Dicen que los homenajes se hacen en vida para que los que lo reciben lo agradezcan y los que lo otorgan remarquen su merecimiento. Además, suele ir acompañado de un almuerzo opíparo, así que mejor que mejor. El abuelo de mi amiga no debía necesitar tanto. Con una llamada o una visita esporádica cada tanto le hubiera valido, seguro. Porque nuestros mayores atesoran algo que nosotros hemos perdido: la capacidad de recordar. Sus ojos guardan kilómetros de celuloide mental. Pueden repetir cien veces una anécdota y, aunque de vez en cuando la decoren un poco, se mantendrá en su cabeza de por vida. Nosotros repudiamos ese pírrico esfuerzo y ponemos nuestra memoria en manos de una nube o un archivito guardado en el ordenador.

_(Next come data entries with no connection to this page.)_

PR #1460, opened 2018-03-16
Bringup Java 11 b04 & raw builds

JasonFengJ9:
Bringup `Java 11 b04` & raw builds

1. Added call to `JCL` native `Java_java_lang_System_initProperties` to ensure `platform encoding` initialized for raw builds `OPENJ9-RAWBUILD`;
2. Modified `JVM_InitProperties` to just return incoming properties for `Java 11` `Java_java_lang_System_initProperties`, otherwise `assert(syspropsList != NULL)` will be triggered whenever `JVM_InitProperties` is called because `syspropsListRef` is defined within `J9JavaVM` but never initialized. I intended to leave the cleanup work to another PR.
3. Added call to `JCL` native `JNU_InitializeEncoding` which is going to exported by a `JCL` patch in `Java 11` extension repo.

Pienso, tras despedirme, en lo ridículo que es tirar a la basura dos horas de tu vida viendo vídeos de seguidores y detractores de voceros públicos, mientras no somos capaces de dedicar quince minutos a aquellos que nos descubrieron que la tortilla de nuestra abuela era la mejor del mundo o que los domingos hay que arreglarse (aunque no se vaya a Misa), aquellos que alfombraron nuestra infancia con tartas caseras y bocatas de media tarde.

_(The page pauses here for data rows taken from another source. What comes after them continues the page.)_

Issue #1439, opened 2018-03-14
Latest JDK11 builds fail due to missing String.valueOfCodePoint(int) method


andrew-m-leonard:
OpenJDK11 has added a new method to String that our J9 impl needs to implement.
Build from repo https://github.ibm.com/runtimes/openj9-openjdk branch openj9-jdk to reproduce ...
```
=== Output from failing command(s) repeated here ===
* For target jdk_modules_java.base__the.java.base_batch:
/home/admin/mydocker/ccm/openj9-openjdk/src/java.base/share/classes/java/lang/Character.java:7597: error: cannot find symbol
        return String.valueOfCodePoint(codePoint);
                     ^
  symbol:   method valueOfCodePoint(int)
  location: class String
Note: Some input files use or override a deprecated API.
Note: Recompile with -Xlint:deprecation for details.
Note: Some input files use unchecked or unsafe operations.
Note: Recompile with -Xlint:unchecked for details.
1 error

* All command lines available in /home/admin/mydocker/ccm/openj9-openjdk/build/linux-x86_64-normal-server-release/make-support/failure-logs.
=== End of repeated output ===
```

DanHeidinga:
@JasonFengJ9 FYI

JasonFengJ9:
Looking at it.

PR #1466, opened 2018-03-16
Bringup Java 11 b04 - implement j.l.String.valueOfCodePoint()

JasonFengJ9:
Bringup `Java 11 b04` - implement `j.l.String.valueOfCodePoint()`

Implemented `j.l.String.valueOfCodePoint()`, manually verified that the output of `String.valueOfCodePoint(codePoint).codePointAt(0)` equals `codePoint` for all Unicode code point.

closes: #1439

Reviewer @DanHeidinga @fjeremic 

### DIFF
--- a/jcl/src/java.base/share/classes/java/lang/String.java
+++ b/jcl/src/java.base/share/classes/java/lang/String.java
@@ -5354,4 +5354,41 @@ written authorization of the copyright holder.
 		return value;
 	}
 /*[ENDIF] Java10 */	
+
+/*[IF Java11]*/
+	/**
+	 * Returns a string object containing the character (Unicode code point)
+	 * specified.
+	 * 
+	 * @param codePoint
+	 *            a Unicode code point.
+	 * @return a string containing the character (Unicode code point) supplied.
+	 * @throws IllegalArgumentException
+	 *             if the codePoint is not a valid Unicode code point.
+	 * @since 11
+	 */
+	static String valueOfCodePoint(int codePoint) {
+		String string;
+		if ((codePoint < Character.MIN_CODE_POINT) || (codePoint > Character.MAX_CODE_POINT)) {
+			/*[MSG "K0800", "Invalid Unicode code point - {0}"]*/
+			throw new IllegalArgumentException(com.ibm.oti.util.Msg.getString("K0800", Integer.toString(codePoint)));	//$NON-NLS-1$
+		} else if (codePoint <= 255) {
+			if (enableCompression) {
+				string = new String(compressedAsciiTable[codePoint], LATIN1);
+			} else {
+				string = new String(decompressedAsciiTable[codePoint], UTF16);
+			}
+		} else if (codePoint < Character.MIN_SUPPLEMENTARY_CODE_POINT) {
+			byte[] buffer = new byte[2];
+			helpers.putCharInArrayByIndex(buffer, 0, (char) codePoint);
+			string = new String(buffer, UTF16);
+		} else {
+			byte[] buffer = new byte[4];
+			helpers.putCharInArrayByIndex(buffer, 0, Character.highSurrogate(codePoint));
+			helpers.putCharInArrayByIndex(buffer, 1, Character.lowSurrogate(codePoint));
+			string = new String(buffer, UTF16);
+		}
+		return string;
+	}
+/*[ENDIF] Java11 */
 }
--- a/test/Java11andUp/build.xml
+++ b/test/Java11andUp/build.xml
@@ -1,0 +1,90 @@
+<?xml version="1.0"?>
+
+<!--
+  Copyright (c) 2018, 2018 IBM Corp. and others
+
+  This program and the accompanying materials are made available under
+  the terms of the Eclipse Public License 2.0 which accompanies this
+  distribution and is available at https://www.eclipse.org/legal/epl-2.0/
+  or the Apache License, Version 2.0 which accompanies this distribution and
+  is available at https://www.apache.org/licenses/LICENSE-2.0.
+
+  This Source Code may also be made available under the following
+  Secondary Licenses when the conditions for such availability set
+  forth in the Eclipse Public License, v. 2.0 are satisfied: GNU
+  General Public License, version 2 with the GNU Classpath
+  Exception [1] and GNU General Public License, version 2 with the
+  OpenJDK Assembly Exception [2].
+
+  [1] https://www.gnu.org/software/classpath/license.html
+  [2] http://openjdk.java.net/legal/assembly-exception.html
+
+  SPDX-License-Identifier: EPL-2.0 OR Apache-2.0 OR GPL-2.0 WITH Classpath-exception-2.0 OR LicenseRef-GPL-2.0 WITH Assembly-exception
+-->
+
+<project name="Java11AndUp" default="build" basedir=".">
+	<taskdef resource='net/sf/antcontrib/antlib.xml'/>
+	<description>
+		Tests for Java 11 and up
+	</description>
+	
+	<!-- set global properties for this build -->
+	<property name="DEST" value="${BUILD_ROOT}/Java11andUp" />
+	<property name="BUILDINFO_FSROOT" value="${BUILD_ROOT}" />
+		
+	<!--Properties for this particular build-->
+	<property name="src" location="./src"/>
+	<property name="build" location="./bin"/>
+	<property name="transformerListener" location="../Utils/src"/>
+
+	<target name="init">
+		<mkdir dir="${DEST}" />
+		<mkdir dir="${build}"/>
+	</target>
+	
+	<target name="compile" depends="init" description="Using ${JAVA_VERSION} java compile the source " >
+		<echo>Ant version is ${ant.version}</echo>
+		<echo>============COMPILER SETTINGS============</echo>
+		<echo>===fork:				yes</echo>
+		<echo>===executable:		${compiler.javac}</echo>
+		<echo>===debug:				on</echo>
+		<echo>===destdir:			${DEST}</echo>
+
+		<javac srcdir="${src}" destdir="${build}" debug="true" fork="true" executable="${compiler.javac}" includeAntRuntime="false" encoding="ISO-8859-1">
+			<src path="${src}"/>
+			<src path="${transformerListener}" />
+			<compilerarg line="--add-exports java.base/jdk.internal.reflect=ALL-UNNAMED --add-exports java.base/com.ibm.tools.attach.target=ALL-UNNAMED" />
+			<classpath>
+				<pathelement location="../TestConfig/lib/testng.jar"/>
+				<pathelement location="../TestConfig/lib/jcommander.jar"/>
+			</classpath>
+		</javac>
+	</target>
+
+	<target name="dist" depends="compile" description="generate the distribution" >
+		<mkdir dir="${DEST}"/>
+		<jar jarfile="${DEST}/GeneralTest.jar" filesonly="true">
+			<fileset dir="${build}"/>
+			<fileset dir="${src}/../" includes="*.properties,*.xml"/>
+		</jar>
+		<copy todir="${DEST}">
+			<fileset dir="${src}/../" includes="*.xml" />
+			<fileset dir="${src}/../" includes="*.mk" />
+		</copy>
+	</target>
+	
+	<target name="build" >
+		<if>
+			<not>
+				<matches string="${JAVA_VERSION}" pattern="^SE(8|9|10)0$$" />
+			</not>
+			<then>
+				<antcall target="clean" inheritall="true" />
+			</then>
+		</if>
+	</target>
+
+	<target name="clean" depends="dist" description="clean up" >
+		<delete dir="${build}"/>
+	</target>
+</project>
--- a/test/Java11andUp/src/org/openj9/test/java_lang/Test_String.java
+++ b/test/Java11andUp/src/org/openj9/test/java_lang/Test_String.java
@@ -51,12 +51,14 @@ public class Test_String {
 		// Verify that IllegalArgumentException is thrown for Character.MIN_CODE_POINT - 1.
 		try {
 			method.invoke(null, Character.MIN_CODE_POINT - 1);
+			Assert.fail("Failed to detect invalid Unicode point - Character.MIN_CODE_POINT - 1");
 		} catch (IllegalArgumentException | InvocationTargetException e) {
 			// Expected exception
 		}
 		// Verify that IllegalArgumentException is thrown for Character.MAX_CODE_POINT + 1.
 		try {
 			method.invoke(null, Character.MAX_CODE_POINT + 1);
+			Assert.fail("Failed to detect invalid Unicode point - Character.MAX_CODE_POINT + 1");
 		} catch (IllegalArgumentException | InvocationTargetException e) {
 			// Expected exception
 		}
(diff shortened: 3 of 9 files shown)


DanHeidinga:
Change looks reasonable to me.  @fjeremic Any comments on the string compression part?

pshipton:
Rather than manual verification, please add the automated test.

Did you manually test with string compression enabled?

JasonFengJ9:
Manually verified with both command line options `-XX:+CompactStrings` and `-XX:-CompactStrings`.

Will work on automated tests tomorrow.

jcl/src/java.base/share/classes/java/lang/String.java
```diff
@@ -5354,4 +5354,41 @@ public IntStream codePoints() {
...
+	static String valueOfCodePoint(int codePoint) {
+		String string;
+		if ((codePoint < Character.MIN_CODE_POINT) || (codePoint > Character.MAX_CODE_POINT)) {
+			/*[MSG "K0800", "Invalid Unicode code point"]*/
+			throw new IllegalArgumentException(com.ibm.oti.util.Msg.getString("K0800"));	//$NON-NLS-1$
+		} else if (codePoint <= 255) {
+			if (enableCompression) {
+				string = new String(compressedAsciiTable[codePoint], 0, 1, true);
+			} else {
+				string = new String(decompressedAsciiTable[codePoint], 0, 1, false);
```
fjeremic: Would it be possible to use:

https://github.com/JasonFengJ9/openj9/blob/c864cc795b78b3b1c573e8bc5684c7f9f413c6af/jcl/src/java.base/share/classes/java/lang/String.java#L402

Constructor here instead? The one currently being used will have to perform many of the checks again. Similarly for all other assignments to `string` in this method.

jcl/src/java.base/share/classes/java/lang/String.java
```diff
@@ -5354,4 +5354,41 @@ public IntStream codePoints() {
...
+	 * @return a string containing the character (Unicode code point) supplied.
+	 * @throws IllegalArgumentException
+	 *             if the codePoint is not a valid Unicode code point.
+	 * @since 11
+	 */
+	static String valueOfCodePoint(int codePoint) {
+		String string;
+		if ((codePoint < Character.MIN_CODE_POINT) || (codePoint > Character.MAX_CODE_POINT)) {
+			/*[MSG "K0800", "Invalid Unicode code point"]*/
+			throw new IllegalArgumentException(com.ibm.oti.util.Msg.getString("K0800"));	//$NON-NLS-1$
```
fjeremic: Would it be possible to put case as the last `else` case as it occurs least often. The JIT will have to do less work when block shuffling and if it every got it wrong we wouldn't pay the performance penalty.

DanHeidinga: Wouldn't the next check for `<= 255` need to expand then?  It would also need to validate codePoint > MIN_CODE_POINT.

jcl/src/java.base/share/classes/java/lang/String.java
JasonFengJ9: `String(byteArray, coder)` works as well, will update the PR accordingly.

jcl/src/java.base/share/classes/java/lang/String.java
JasonFengJ9: Will following checking help JIT performance?
```
if ((codePoint < Character.MIN_CODE_POINT)  {
  // error handling 
} else if (codePoint <= 255) {
} else if (codePoint < Character.MIN_SUPPLEMENTARY_CODE_POINT) {
} else if (codePoint <= Character.MAX_CODE_POINT) {
} else {
  // error handling
}
```
This saves the less often check `(codePoint > Character.MAX_CODE_POINT)` to the last.

JasonFengJ9:
@fjeremic the PR is ready for another review with following updates:
1.  Uses constructor `String(byteArray, coder)`;
2. Modified the order to save less often check `(codePoint > Character.MAX_CODE_POINT)` last;
3. Added tests. Note: this test suite is for `Java 11` hence will run when `Java 11` are introduced to the build jobs. Manually verified that it passes against `Java 11` raw builds with modified command line options.

@llxia please arrange a test team review.

Additional note: three project files failed Copyright check however this kind of files don't have copyright header either such as `Java[10|9|8]andUp`.

jcl/src/java.base/share/classes/java/lang/String.java
```diff
@@ -5354,4 +5354,45 @@ public IntStream codePoints() {
...
+	 * @throws IllegalArgumentException
+	 *             if the codePoint is not a valid Unicode code point.
+	 * @since 11
+	 */
+	static String valueOfCodePoint(int codePoint) {
+		String string;
+		// Save less often check (codePoint > Character.MAX_CODE_POINT) last
+		if (codePoint < Character.MIN_CODE_POINT) {
+			/*[MSG "K0800", "Invalid Unicode code point"]*/
+			throw new IllegalArgumentException(com.ibm.oti.util.Msg.getString("K0800"));	//$NON-NLS-1$
```
DanHeidinga: Can you include the string or the the code point in the exception?  It will make it much easier to debug one of these issues.

test/Java11andUp/src/org/openj9/test/java_lang/Test_String.java
```diff
@@ -0,0 +1,73 @@
...
+		try {
+			Method method = String.class.getDeclaredMethod("valueOfCodePoint", int.class);
+			method.setAccessible(true);
+			// Verify that for each valid Unicode code point i,
+			// i equals to String.valueOfCodePoint(i).codePointAt(0).
+			for (int i = Character.MIN_CODE_POINT; i <= Character.MAX_CODE_POINT; i++) {
+				try {
+					String str = (String) method.invoke(null, i);
+					Assert.assertEquals(i, str.codePointAt(0), "Unicode code point mismatch at " + i);
+				} catch (IllegalAccessException | IllegalArgumentException | InvocationTargetException e) {
```
DanHeidinga: Test cases shouldn't catch unexpected exceptions.  Let the test code throw them and the test harness will (usually) print the relevant stacktrace.

llxia:
@renfeiw , could you review the test change? Thanks.

jcl/src/java.base/share/classes/java/lang/String.java
```diff
@@ -5354,4 +5354,45 @@ public IntStream codePoints() {
...
+	 *            a Unicode code point.
+	 * @return a string containing the character (Unicode code point) supplied.
+	 * @throws IllegalArgumentException
+	 *             if the codePoint is not a valid Unicode code point.
+	 * @since 11
+	 */
+	static String valueOfCodePoint(int codePoint) {
+		String string;
+		// Save less often check (codePoint > Character.MAX_CODE_POINT) last
+		if (codePoint < Character.MIN_CODE_POINT) {
```
fjeremic: I would vouch to say this is also an uncommon path and should be moved with the `else` path. Do we agree?

DanHeidinga: We need to check that before checking `} else if (codePoint <= 255) {` or we need to move it into the check for `<= 255`.  Either way, its got to be first.

fjeremic: Sure, but merging the two checks has the benefit of smaller footprint and less code to jump over to get to the `0 <= codePoint <= 255` case.

renfeiw:
To enable SE110, we need to make an update in testKitGen. (https://github.com/eclipse/openj9/pull/1495)

jcl/src/java.base/share/classes/java/lang/String.java
DanHeidinga: I strongly dislike the duplication of the second form.  If we can't optimize the first form reasonably then we're going to have problems with most user code.

JasonFengJ9: It seems you are suggesting code like following:
```
if (codePoint >= Character.MIN_CODE_POINT && codePoint <= 255) {
  ...
} else if (codePoint >= Character.MIN_CODE_POINT && codePoint < Character.MIN_SUPPLEMENTARY_CODE_POINT) {
  ...
} else if (codePoint >= Character.MIN_CODE_POINT && codePoint <= Character.MAX_CODE_POINT) {
  ...
} else {
  error handling
}
```
This introduces extra code and confusion (later reader need lots of explanation about the rational of this code logic). I don't think any performance gain here worth the potential issue later. 
Now I feel this code should go back to original structure, i.e.,
```
if ((codePoint < Character.MIN_CODE_POINT) || (codePoint > Character.MAX_CODE_POINT)) {
  error handling
} else if (codePoint <= 255) {
  ...
} else if (codePoint < Character.MIN_SUPPLEMENTARY_CODE_POINT) {
  ...
} else {
  ...
}
```
It is clear and easy to understand. Can we modify it to improve performance later if this becomes a hot spot?

fjeremic: Yes, I hadn't thought about the extra checks introduced in my original comment. I'm fine either keeping as is or reverting back to your latest suggestion @JasonFengJ9. Apologies for the churn!

jcl/src/java.base/share/classes/java/lang/String.java
JasonFengJ9: Yup, now an exception looks like:
```
FAILED: testValueOfCodePoint
java.lang.AssertionError: Unicode code point mismatch at 0 expected [1] but found [0]
	at org.testng.Assert.fail(Assert.java:96)
	at org.testng.Assert.failNotEquals(Assert.java:776)
	at org.testng.Assert.assertEqualsImpl(Assert.java:137)
	at org.testng.Assert.assertEquals(Assert.java:118)
	at org.testng.Assert.assertEquals(Assert.java:652)
	at org.openj9.test.java_lang.Test_String.testValueOfCodePoint(Test_String.java:49)
```

test/Java11andUp/src/org/openj9/test/java_lang/Test_String.java
JasonFengJ9: Fixed, removed catching of unexpected exceptions.

jcl/src/java.base/share/classes/java/lang/String.java
JasonFengJ9: No problem, updated PR as latest suggestion above.

test/Java11andUp/build.xml
```diff
@@ -0,0 +1,88 @@
...
+		</jar>
+		<copy todir="${DEST}">
+			<fileset dir="${src}/../" includes="*.xml" />
+			<fileset dir="${src}/../" includes="*.mk" />
+		</copy>
+	</target>
+	
+	<target name="build" >
+		<if>
+			<equals arg1="${JAVA_VERSION}" arg2="SE110"/>
```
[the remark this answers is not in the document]
JasonFengJ9: Agreed, changed the condition to `not ^SE(8|9|10)0$$`.

JasonFengJ9:
The PR has been updated to address review comments.
Though `Java 11` hasn't been built and run in any test job yet, I manually verified that `Java11andUp` test project can be built, run and detect problem as expected.
Please review again.

jcl/src/java.base/share/classes/java/lang/String.java
```diff
@@ -5354,4 +5354,42 @@ public IntStream codePoints() {
...
+	 * @param codePoint
+	 *            a Unicode code point.
+	 * @return a string containing the character (Unicode code point) supplied.
+	 * @throws IllegalArgumentException
+	 *             if the codePoint is not a valid Unicode code point.
+	 * @since 11
+	 */
+	static String valueOfCodePoint(int codePoint) {
+		String string;
+		// Save less often check (codePoint > Character.MAX_CODE_POINT) last
```
DanHeidinga: Comment is no longer accurate

test/Java11andUp/src/org/openj9/test/java_lang/Test_String.java
```diff
@@ -0,0 +1,60 @@
...
+		// i equals to String.valueOfCodePoint(i).codePointAt(0).
+		for (int i = Character.MIN_CODE_POINT; i <= Character.MAX_CODE_POINT; i++) {
+			String str = (String) method.invoke(null, i);
+			Assert.assertEquals(i, str.codePointAt(0), "Unicode code point mismatch at " + i);
+		}
+		// Verify that IllegalArgumentException is thrown for
+		// Character.MIN_CODE_POINT - 1 & Character.MAX_CODE_POINT + 1
+		try {
+			method.invoke(null, Character.MIN_CODE_POINT - 1);
+			method.invoke(null, Character.MAX_CODE_POINT + 1);
```
DanHeidinga: The second method.invoke will never run as the first show throw.  We need this to be two tests or to have it written like:
```
try {
method.invoke(null, Character.MIN_CODE_POINT - 1);
fail()
} catch (IllegalArgumentException | InvocationTargetException e) {} 
try {
method.invoke(null, Character.MIN_CODE_POINT - 2);
fail()
} catch (IllegalArgumentException | InvocationTargetException e) {} 
```

jcl/src/java.base/share/classes/java/lang/String.java
JasonFengJ9: The comment in question has been removed.

test/Java11andUp/src/org/openj9/test/java_lang/Test_String.java
JasonFengJ9: Updated the test with suggested format above.
Please have another look.

test/Java11andUp/src/org/openj9/test/java_lang/Test_String.java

Ya no puedo llamar a los míos e imagino cuánto me habría gustado poder contarles que la vida no me va mal, que alguien me consideró digno de escribir unas letras en este periódico, que hay una rubia que me soporta mucho más de lo que merezco y que sigo yendo al estadio cada quince días a perder años de vida. Pero ya no tengo tal oportunidad. Así que si aún conserva ese número en el maldito móvil, márquelo. Que las llamadas salen gratis. Y cuente. Y ría. Y aprenda. Y retenga esos diálogos en su sesera. O grábelos, que la máquina infernal sin la cual no sabemos salir de casa registra lo inimaginable. Y después, si quiere, hágase una carpeta en el puñetero portátil. Y entonces, sí. El día que ya no estén acuda a esas grabaciones y reviva aquel momento. Quizá usted esté a tiempo.